During the coronavirus-driven lockdown, Tesco Plc with other Britain’s grocers has shown outstanding job for continue providing the supply of food as well as retaining the workforce. The company is focused on dividend payment since 2018 in order to express its gratitude towards shareholders and build strong investors’ base. The company has witnessed a sharp rise in demand of its food and groceries product, representing a panic buying in the first few weeks in UK with around 30 percent rise compared to normal scenario.
Tesco, therefore, confirmed the increase in its capacity on Grocery Home Shopping by more than 20 percent and assured about making significant changes in the store environment to protect the health of its employees and customers. However, the company’s other business segments including clothing, furniture and electronics might have a setback due to expected change in consumption pattern driven by the impact of coronavirus outbreak on individuals’ income.
On the other end, the market condemned Tesco’s decision of dividend payments as many other companies and financial institutions have already suspended pay-outs in the light to use their profits to support country’s economy as suggested by the government. The member of the Treasury select committee further criticised against the relief package the company is eligible for as part of the government’s measure announced by Chancellor Rishi Sunak to support the companies during crisis. They believe that it is a scandal where the UK government is providing a tax break to the companies in a situation when thousands of self-employed and freelance workers do not have any regular source of income.
On 8 April 2020, Tesco announced an increase of 8.8% in its Retail EBITDA to £4.7 billion for the 52 weeks ended 29 February 2020. The company’s retail free cash flow stood at £2,063 million while its net debt including lease liabilities reduced by £1.1 billion year-on-year to £12.1 billion.
Several British Companies Scrap Dividend
In March 2020, the DFS Furniture Plc announced to cut dividend payments for investors. It further announced that it is going to reduce marketing costs, freezing recruitment and deferring all annual salary reviews due to novel coronavirus which has impacted the entire United Kingdom’s retail sector.
Many other FTSE listed companies have abounded the dividend pay-out recently. These companies include Barclays, Barratt Developments, British Land, Bunzl, Carnival, Centrica, Glencore, HSBC Holdings, International Consolidated Airlines Group, InterContinental Hotels – multinational hospitality company, ITV, Lloyds Bank, Meggitt, Melrose Industries, Rentokil Initial, Rightmove, Royal Bank of Scotland Group, Smiths Group, Standard Chartered, Persimmon, Taylor Wimpey, Whitbread and WPP Plc.
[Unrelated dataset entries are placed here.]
PR #242, opened 2025-03-07
Introduce EditorConfig

lumynou5:
Originally, the indentation of the scripts was not unified: ones in 'scripts/' used 2 spaces, and ones in '.ci/' used 4. Even though the former used 2 spaces, the style was not implemented well as some indents in the files were 4 spaces.

This patch unifies the style of the scripts, and note it with an EditorConfig file. EditorConfig is used because it's supported out-of-the-box by many editors, helping the auto-indent functionality works.

Change-Id: I41be8779ef5b0e94192c144bb48605625727963f

### DIFF
--- a/.editorconfig
+++ b/.editorconfig
@@ -1,0 +1,24 @@
+root = true
+
+[*]
+end_of_line = lf
+insert_final_newline = true
+trim_trailing_whitespace = true
+
+[Makefile]
+indent_style = tab
+indent_size = 4
+max_line_length = 80
+
+[**/*.[ch]]
+indent_style = space
+indent_size = 4
+max_line_length = 80
+
+[{**/*.py,.ci/*}]
+indent_style = space
+indent_size = 4
+
+[{scripts/*,.github/workflows/*}]
+indent_style = space
+indent_size = 2
--- a/.github/workflows/main.yml
+++ b/.github/workflows/main.yml
@@ -10,25 +10,25 @@ jobs:
     - uses: webfactory/ssh-agent@v0.7.0
       continue-on-error: true
       with:
-          ssh-private-key: ${{ secrets.SSH_PRIVATE_KEY }}
+        ssh-private-key: ${{ secrets.SSH_PRIVATE_KEY }}
     - name: install-dependencies
       run: |
-            .ci/check-sanity.sh
-            sudo apt-get update
-            sudo apt-get -q -y install build-essential cppcheck
+        .ci/check-sanity.sh
+        sudo apt-get update
+        sudo apt-get -q -y install build-essential cppcheck
     - name: make
       run:  |
-            git clone git@github.com:sysprog21/lab0-c-private || echo "No provisioning profile found"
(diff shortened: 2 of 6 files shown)


lumynou5:
Is it needed to separate re-formatting files and introducing EditorConfig into two commits?

.ci/check-format.sh
```diff
@@ -6,7 +6,7 @@ set -x
 
 for file in ${SOURCES};
 do
-    clang-format-18 ${file} > expected-format
-    diff -u -p --label="${file}" --label="expected coding style" ${file} expected-format
+  clang-format-18 ${file} > expected-format
```
jserv, line 9: Don't do this with this pull request.

.ci/check-newline.sh
```diff
@@ -6,14 +6,14 @@ ret=0
...
 # Reference: https://medium.com/@alexey.inkin/how-to-force-newline-at-end-of-files-and-why-you-should-do-it-fdf76d1d090e
 while IFS= read -rd '' f; do
-    if file --mime-encoding "$f" | grep -qv binary; then
-        tail -c1 < "$f" | read -r _ || show=1
-        if [ $show -eq 1 ]; then
-            echo "Warning: No newline at end of file $f"
-            ret=1
-            show=0
-        fi
+  if file --mime-encoding "$f" | grep -qv binary; then
```
jserv, line 9: Ditto.

jserv (changes requested):
Mention [EditorConfig](https://editorconfig.org/) in top-level documentation (i.e., `README.md`).

jserv:
> Is it needed to separate re-formatting files and introducing EditorConfig into two commits?

Always minimize the necessary changes.

jserv (changes requested):
Rebase the latest `master` branch.

jserv:
Is it possible to enforce the style checks in GitHub Actions as well?

lumynou5:
> Is it possible to enforce the style checks in GitHub Actions as well?

There are some tools such as [editorconfig-check](https://github.com/editorconfig-checker/editorconfig-checker), but I think the simplest way is to run a headless editor and diff the content before and after re-indenting, for example:

```shell
cp $file $file.bak
nvim --headless +'norm vG=' +'x' $file
diff $file $file.bak
```

jserv:
> There are some tools such as [editorconfig-check](https://github.com/editorconfig-checker/editorconfig-checker), but I think the simplest way is to run a headless editor and diff the content before and after re-indenting.

It sounds great. Create an issue to enforce consistent style for the shell scripts after the merging of this pull request.

jserv:

lumynou5:
Also, EditorConfig is not language-aware. It doesn't know that Bash document-here must not be indented with spaces (or not be indented at all). Therefore, rather than enforcing checks, I recommend to let it just help editors find correct indentation and avoid errors like before this PR, and human developers can align or do whatever making it more readable to humans.

PR #244, opened 2025-03-08
Ensure repetitions input is at least 1

EricccTaiwan:
Passing 0 or a negative value for repetitions does not cause errors, as the input is an integer. However, this behavior may be confusing for users. To improve clarity, enforce repetitions to be an integer greater than or equal to 1 and return an error if the input is invalid.

Change-Id: Ifbe1e1846f6eac2c933a00a3a9af5d4c533f3c5f


jserv:

PR #247, opened 2025-03-09
Add graph plotting for dudect analysis

SimonLiu423:
Implement graph generation using "gnuplot" for dudect to visualize t-statistic measurements.

- Add "plot.c" and "plot.h" files to support graphing, "plot.c" stores each measurements execution time in "data_buffer". When plot_graph() is called, stores the data to file and generates a "gnuplot" script. I try to replicate the graph shown in "dudect's" paper "Dude, is my code constant time?".

- Modify "fixture.c" to integrate with new plotting functionality.

- Move definition of ENOUGH_MEASURE and TEST_TRIES from "fixture.c" to "fixture.h" for "plot.c" to access and specify size of "data_buffer"

- Update "Makefile" to include plot.o in build

This enhancement allows visual representation of constant-time analysis results, making it easier to interpret dudect test outcomes.

### DIFF
--- a/.gitignore
+++ b/.gitignore
@@ -25,3 +25,8 @@ GPATH
 GRTAGS
 GSYMS
 GTAGS
+
+# gnuplot files
+gnuplot_script.gnu
+data.txt
+*.png
--- a/Makefile
+++ b/Makefile
@@ -38,7 +38,7 @@ $(GIT_HOOKS):
 	@echo
 
 OBJS := qtest.o report.o console.o harness.o queue.o \
-        random.o dudect/constant.o dudect/fixture.o dudect/ttest.o \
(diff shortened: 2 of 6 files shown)


SimonLiu423:
TODO:
- detect if gnuplot is installed on machine
- update github workflow to add support for plotting
- combine multiple plots into one single image

Known Issue:
- While generating the gnuplot script, `sprintf` is used to dynamically set the label. It is a [command](http://gnuplot.info/docs_5.5/Commands.html) provided by gnuplot. However, the `pre-commit.hook` would stop us from committing since `sprintf` is detected to be a dangerous function.

jserv:
> the pre-commit.hook would stop us from committing since sprintf is detected to be a dangerous function.

You can send another pull request which limits the detection of `sprintf` only to C source files.

PR #248, opened 2025-03-09
Fix console hang after exceeding input limit

EricccTaiwan:
When the console input exceeds the error limit (five attempts), it displays: "Error limit exceeded. Stopping command execution." However, it does not exit the command prompt. Additionally, attempting to quit using the "quit" command fails, leaving Ctrl+C as the only way to terminate the program, which may lead to memory leaks.

This commit fixes the issue by declaring do_quit before record_error and calling it upon reaching the error limit to prevent memory leaks.

Alternative solutions considered:
1. Rearranging function definitions to place do_quit before record_error, which eliminates the need for declaration but requires restructuring, a change that warrants further discussion.
2. Setting quit_flag after exceeding the limit and enforcing "quit" as the only allowed input, preserving the existing function order.

This approach balances maintainability and immediate resolution, ensuring the console exits properly once the input limit is exceeded.

Change-Id: I52d53f69156bff2ab793afba65b46c67c125671f

### DIFF
--- a/console.c
+++ b/console.c
@@ -160,12 +160,43 @@ static char **parse_args(char *line, int *argcp)
     return argv;
 }
 
+/* Handles forced console termination for record_error and do_quit */
+static bool force_quit(int argc, char *argv[])
+{
+    cmd_element_t *c = cmd_list;
+    bool ok = true;
+    while (c) {
+        cmd_element_t *ele = c;
+        c = c->next;
+        free_block(ele, sizeof(cmd_element_t));
+    }
+
+    param_element_t *p = param_list;
+    while (p) {
+        param_element_t *ele = p;
+        p = p->next;
+        free_block(ele, sizeof(param_element_t));
+    }
+
+    while (buf_stack)
+        pop_file();
+
+    for (int i = 0; i < quit_helper_cnt; i++) {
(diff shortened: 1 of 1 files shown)


console.c
```diff
@@ -160,12 +160,15 @@ static char **parse_args(char *line, int *argcp)
...
 static void record_error()
 {
     err_cnt++;
     if (err_cnt >= err_limit) {
-        report(1, "Error limit exceeded.  Stopping command execution");
-        quit_flag = true;
+        report(
+            1,
+            "Error limit exceeded.  Stopping command execution, and quitting");
+        do_quit(0, NULL);
```
jserv, line 171: Don't do this. The functions starting with `do_` are only used by the command interpreter during command dispatching. You can introduce another helper function for both `do_quit` and `record_error`.

EricccTaiwan: have introduced a helper function, `force_quit`, in the latest commit to handle both `do_quit` and `record_error`. This ensures that functions starting with `do_` remain strictly for command dispatching while reducing code duplication and improving maintainability.

jserv (changes requested):
Squash commits.

jserv:

PR #256, opened 2025-03-11
Ensure proper footer sorting of footer

charliechiou:
When no trailer was configured in git configuration, `TRAILERS_BY_REGEX` remained empty. This caused the subsequent match condition to always evaluate to true, leading to incorrect footer sorting regardless of their content. 

To address this issue, the update ensures that when the configuration is empty, default terms are used to initialize `TRAILERS_BY_REGEX`. The sorting mechanism is then adjusted to prioritize other footers, configured trailers, and the change-id.

Change-Id: I6df5438b7ec6c85f5438f869b44cd14589c03339

### DIFF
--- a/scripts/commit-msg.hook
+++ b/scripts/commit-msg.hook
@@ -130,6 +130,16 @@ get_all_match_positions() {
   done <<< "$targets"
 }
 
+KNOWN_TRAILERS_BY=(
+  'Signed-off-by'
+  'Reviewed-by'
+  'Co-authored-by'
+  'Acked-by'
+  'Suggested-by'
+  'Tested-by'
+  'Reported-by'
+)
+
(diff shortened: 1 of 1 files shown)


scripts/commit-msg.hook
```diff
@@ -151,6 +151,16 @@ build_commit_trailer_regex() {
     "Git-Dch[$separators] (Ignore|Short|Full)"
   )
 
+  default_trailers_by=(
```
jserv, line 154: Non-local variables should be capitalized. Refine `build_commit_trailer_regex` by reusing this array.

jserv (changes requested):
Always squash commits for a single purpose pull request.

jserv:
Thank @charliechiou for contributing!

Throughout Europe, companies have been asked to cut dividend pay-out so that they can save cash. In some cases, the companies have urged the government to provide financial aid for their sustainability in the long term.
Overview of the Tesco Plc
Tesco Plc (LON:TSCO) is one of the biggest retailers in the United Kingdom, which is engaged into the retailing of furniture, clothing, food, petrol, toys financial services, electronics and telecom services. The company operates through three geographical segments, i.e. the Republic of Ireland, the United Kingdom and International, which includes Hungary, Malaysia, Poland, Czech Republic, Slovakia, and Thailand. The company’s segment Tesco Bank provides insurance services and retail banking in the United Kingdom. The company is listed on the London Stock Exchange and trade under the FTSE 100 Index.
Share price performance- TSCO
At around 11:44 AM (GMT) on 09 April 2020, Tesco Plc’s stock was trading at a price of GBX 227.49 per share on the London Stock Exchange, increased by 4.59 points or 2.06 percent from its previous closing of GBX 222.90. The Beta of the stock stood at 0.70, while its market capitalisation was reported at GBP 21.83 billion. The company’s stock achieved the one-year highest price of GBX 260.40 per share on 16 December 2019, whereas, its one-year lowest price stands at GBX 203.7 per share as recorded on 23 March 2020.